Boyan Slat was born on 27 July 1994 in Delft, The Netherlands. Slat has a history of doing engineering projects, building things since he was two years old. Notably, he set a Guinness World Record by launching 250 water rockets simultaneously at age 12. His father is an artist who currently resides in Istria County, Croatia.
The Ocean Cleanup

In 2013, 18 year old Slat founded the non-profit entity The Ocean Cleanup, of which he is now the CEO. The Ocean Cleanup's mission is to develop advanced technologies to rid the world’s oceans of plastic . After foundation, The Ocean Cleanup managed to raise $2.2 million through a crowdfunding campaign with the help of 38,000 donors from 160 countries.

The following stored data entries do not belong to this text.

PR #115, opened 2022-05-31
added null argv[0] exception for exec syscall

Devansh-Patel:
Added check for Null argument being passed to exec system call.

### DIFF
--- a/src/trusted/service_runtime/nacl_syscall_common.c
+++ b/src/trusted/service_runtime/nacl_syscall_common.c
@@ -4769,6 +4769,9 @@ int32_t NaClSysExecv(struct NaClAppThread *natp, char const *path, char *const *
   for (int i = 0; i < new_argc; i++) {
     child_argv[i + 3] = new_argv[i] ? strdup(new_argv[i]) : NULL;
   }
+  if (child_argv[3] == NULL){
+    NaClLog(LOG_FATAL, "%s\n", "A NULL argv[0] was passed through an exec system call.");
+  }  
 
   /* initialize child from parent state */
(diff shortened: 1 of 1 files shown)


src/trusted/service_runtime/nacl_syscall_common.c
```diff
@@ -4769,6 +4769,9 @@ int32_t NaClSysExecv(struct NaClAppThread *natp, char const *path, char *const *
   for (int i = 0; i < new_argc; i++) {
     child_argv[i + 3] = new_argv[i] ? strdup(new_argv[i]) : NULL;
   }
+  if (child_argv[3] == NULL){
+    NaClLog(LOG_FATAL, "%s\n", "A NULL argv[0] was passed through an exec system call.");
```
rennergade, line 4773: is this the same log message as native?

src/trusted/service_runtime/nacl_syscall_common.c
```diff
@@ -4769,6 +4769,9 @@ int32_t NaClSysExecv(struct NaClAppThread *natp, char const *path, char *const *
   for (int i = 0; i < new_argc; i++) {
     child_argv[i + 3] = new_argv[i] ? strdup(new_argv[i]) : NULL;
   }
```
rennergade, line 4771: I think a newline between the for loop and if statement is clearer stylistically to separate them.

src/trusted/service_runtime/nacl_syscall_common.c
Devansh-Patel: Yes, I used the same log message as the native gcc binary.

PR #116, opened 2022-06-07
Zombies

rennergade:
Adds a zombie list for all processes to hold exited children. Removes zombies when waited on.

Generally fixes up comments for waitpid() as well.


kapkic:
LGTM

PR #119, opened 2022-06-27
NDP error check, read/write

rennergade:
Quick fix: Returns EBADF in read()/write() if the nacl desc found is NULL.


justyoyo123 (approved):
Looks good to me.

PR #127, opened 2022-09-12
Moved mutexes into rustposix and made it nicer in general

jesings:


src/trusted/service_runtime/nacl_syscall_common.c
```diff
@@ -4055,28 +3990,15 @@ int32_t NaClSysCondTimedWaitAbs(struct NaClAppThread     *natp,
...
+  retval = lind_cond_timedwait(cond_handle, mutex_handle, (struct timespec*) &trusted_ts, nap->cage_id);
 
-  retval = ((struct NaClDescVtbl const *)cv_desc->base.vtbl)->TimedWaitAbs(cv_desc, mutex_desc, &trusted_ts);
-  NaClDescUnref(cv_desc);
-  NaClDescUnref(mutex_desc);
 cleanup:
   return retval;
 }
 
+//TODO: semaphores currently do not have a proper implementation as the desc numbers cannot be
```
rennergade, line 3999: You mentioned that these aren't reachable because they're not implemented in our glibc, is that correct? If so add that here.

rennergade (approved):
Small comment suggestion but looks good.

Devansh-Patel (approved):
I've reviewed this PR to the best of my knowledge and it looks good to me.

PR #128, opened 2022-09-14
Added in truncate and ftruncate system calls

jesings:


src/trusted/service_runtime/nacl_syscall_common.c
```diff
@@ -5548,6 +5548,40 @@ int32_t NaClSysAccess(struct NaClAppThread *natp,
   return ret;
 }
 
+int32_t NaClSysTruncate(struct NaClAppThread *natp,
+                        uint32_t file, int length) {
```
rennergade, line 5552: this is the path right? other calls just use char*, shouldnt that work?

src/trusted/service_runtime/nacl_syscall_common.c
```diff
@@ -5548,6 +5548,40 @@ int32_t NaClSysAccess(struct NaClAppThread *natp,
...
+
+  ret = lind_truncate(path, length, nap->cage_id);
+
+  return ret;
+}
+
+int32_t NaClSysFtruncate(struct NaClAppThread *natp,
+                         int fd, int length) {
+  int32_t ret;
+  struct NaClApp *nap = natp->nap;
```
rennergade, line 5575: You never translate the fd from userfd to lind fd, which should be wrong. May have worked in some corner cases?

rennergade (changes requested):

src/trusted/service_runtime/nacl_syscall_common.c
jesings: There's a comment in syscall_handlers_gen.py that says you should use a uint32_t but we've mostly been ignoring that. I think it makes more sense to follow that because we're really only passing 32 bits of stuff into NaCl here.

src/trusted/service_runtime/nacl_syscall_common.c
jesings: Yeah I think postgres was using truncate and it worked in the corner case of my test... I'll fix it

justyoyo123 (approved):
This pr that adds truncate and ftruncate into NaCl looks good to me.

Since The Ocean Cleanup started, the organization has raised $31.5 million USD in donations from entrepreneurs Europe in Silicon Valley, including Marc Benioff, CEO of Salesforce. By developing new designs, Boyan Slat estimates that half of the Great Pacific Garbage Patch will be gone within 5 years, at minimal costs. The project will start with one system in mid-2018 and progressively make use of additional systems until it achieves full-scale deployment by 2020.
Awards and recognition

In November 2014, Slat was awarded the Champions of the Earth award of the United Nations Environment Programme. HM King Harald of Norway awarded Boyan Slat the Young Entrepreneur Award in 2015. Forbes included Slat in their 2016 "30 under 30" list In 2016. Slat was selected as a Thiel Fellow, the program started in 2011 by venture capitalist and PayPal co-founder Peter Thiel. It gives $100,000 to entrepreneurs 22 years old and younger who have left or postponed college to work on their start-up. In February 2017, Reader's Digest appointed Boyan Slat European of the Year (Reader's Digest award).